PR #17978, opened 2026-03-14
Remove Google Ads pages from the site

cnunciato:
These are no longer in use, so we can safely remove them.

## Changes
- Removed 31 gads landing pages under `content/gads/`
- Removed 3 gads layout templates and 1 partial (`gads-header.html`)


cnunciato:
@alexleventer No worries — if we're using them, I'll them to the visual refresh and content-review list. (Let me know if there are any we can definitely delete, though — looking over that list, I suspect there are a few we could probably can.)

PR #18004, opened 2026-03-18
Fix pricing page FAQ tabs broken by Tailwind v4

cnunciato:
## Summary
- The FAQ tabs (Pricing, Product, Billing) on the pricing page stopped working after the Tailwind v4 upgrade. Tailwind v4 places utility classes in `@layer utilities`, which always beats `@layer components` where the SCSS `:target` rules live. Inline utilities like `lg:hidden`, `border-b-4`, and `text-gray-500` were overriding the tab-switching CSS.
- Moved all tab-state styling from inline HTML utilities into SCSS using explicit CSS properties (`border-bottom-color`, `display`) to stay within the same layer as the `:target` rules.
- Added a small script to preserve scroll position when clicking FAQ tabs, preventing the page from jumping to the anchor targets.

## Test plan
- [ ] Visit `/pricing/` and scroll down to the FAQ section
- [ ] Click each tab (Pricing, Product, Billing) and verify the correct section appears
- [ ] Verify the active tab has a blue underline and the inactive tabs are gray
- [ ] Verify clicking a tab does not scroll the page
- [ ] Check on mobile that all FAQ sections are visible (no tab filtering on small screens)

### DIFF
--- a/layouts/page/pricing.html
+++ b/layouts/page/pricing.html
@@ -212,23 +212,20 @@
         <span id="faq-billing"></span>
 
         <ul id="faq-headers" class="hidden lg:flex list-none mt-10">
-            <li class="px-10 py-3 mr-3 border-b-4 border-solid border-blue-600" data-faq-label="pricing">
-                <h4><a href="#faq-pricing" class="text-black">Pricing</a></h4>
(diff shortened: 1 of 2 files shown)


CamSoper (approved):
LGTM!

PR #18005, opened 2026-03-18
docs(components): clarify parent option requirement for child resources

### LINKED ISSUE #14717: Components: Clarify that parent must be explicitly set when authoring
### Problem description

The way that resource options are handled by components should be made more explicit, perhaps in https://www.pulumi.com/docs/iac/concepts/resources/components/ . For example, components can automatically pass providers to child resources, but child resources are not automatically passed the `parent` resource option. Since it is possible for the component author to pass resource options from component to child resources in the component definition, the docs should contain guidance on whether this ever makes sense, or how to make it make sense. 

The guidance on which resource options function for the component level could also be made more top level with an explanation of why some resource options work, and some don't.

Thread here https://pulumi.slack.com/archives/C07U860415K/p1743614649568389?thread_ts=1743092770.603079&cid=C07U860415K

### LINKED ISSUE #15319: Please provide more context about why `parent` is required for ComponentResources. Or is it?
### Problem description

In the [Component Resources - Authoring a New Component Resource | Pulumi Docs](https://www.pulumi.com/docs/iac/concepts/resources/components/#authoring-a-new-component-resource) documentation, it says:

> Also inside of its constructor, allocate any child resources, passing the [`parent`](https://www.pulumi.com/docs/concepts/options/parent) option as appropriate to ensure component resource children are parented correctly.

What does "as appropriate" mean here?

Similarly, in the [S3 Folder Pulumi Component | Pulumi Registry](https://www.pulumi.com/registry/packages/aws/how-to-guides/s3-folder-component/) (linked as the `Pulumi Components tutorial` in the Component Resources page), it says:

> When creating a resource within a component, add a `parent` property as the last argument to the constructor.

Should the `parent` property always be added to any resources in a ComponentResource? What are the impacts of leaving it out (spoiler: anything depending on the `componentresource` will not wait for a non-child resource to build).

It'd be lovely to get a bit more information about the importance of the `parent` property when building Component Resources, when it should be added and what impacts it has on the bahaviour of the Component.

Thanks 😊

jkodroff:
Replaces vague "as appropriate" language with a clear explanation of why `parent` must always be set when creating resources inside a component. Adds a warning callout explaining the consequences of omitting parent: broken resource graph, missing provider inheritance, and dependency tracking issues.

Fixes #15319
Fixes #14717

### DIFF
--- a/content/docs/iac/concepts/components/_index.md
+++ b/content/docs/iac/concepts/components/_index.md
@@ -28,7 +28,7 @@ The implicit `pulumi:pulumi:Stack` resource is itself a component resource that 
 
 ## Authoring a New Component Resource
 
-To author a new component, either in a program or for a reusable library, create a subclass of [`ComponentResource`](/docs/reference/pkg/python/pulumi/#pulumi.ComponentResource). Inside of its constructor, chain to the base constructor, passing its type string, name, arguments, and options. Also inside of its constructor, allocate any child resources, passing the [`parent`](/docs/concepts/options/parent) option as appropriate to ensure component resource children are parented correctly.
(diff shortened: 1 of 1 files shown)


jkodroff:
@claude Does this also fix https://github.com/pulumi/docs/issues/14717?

__WORK TO BE COMPLETED__: Within the listing above, the range opens at the line with "Fixes #14717" and closes at the line with "## Authoring a New Component Resource". Reproduce exactly the lines of that range, including both ends.

__TASK RESULT__:
Fixes #14717

### DIFF
--- a/content/docs/iac/concepts/components/_index.md
+++ b/content/docs/iac/concepts/components/_index.md
@@ -28,7 +28,7 @@ The implicit `pulumi:pulumi:Stack` resource is itself a component resource that 
 
 ## Authoring a New Component Resource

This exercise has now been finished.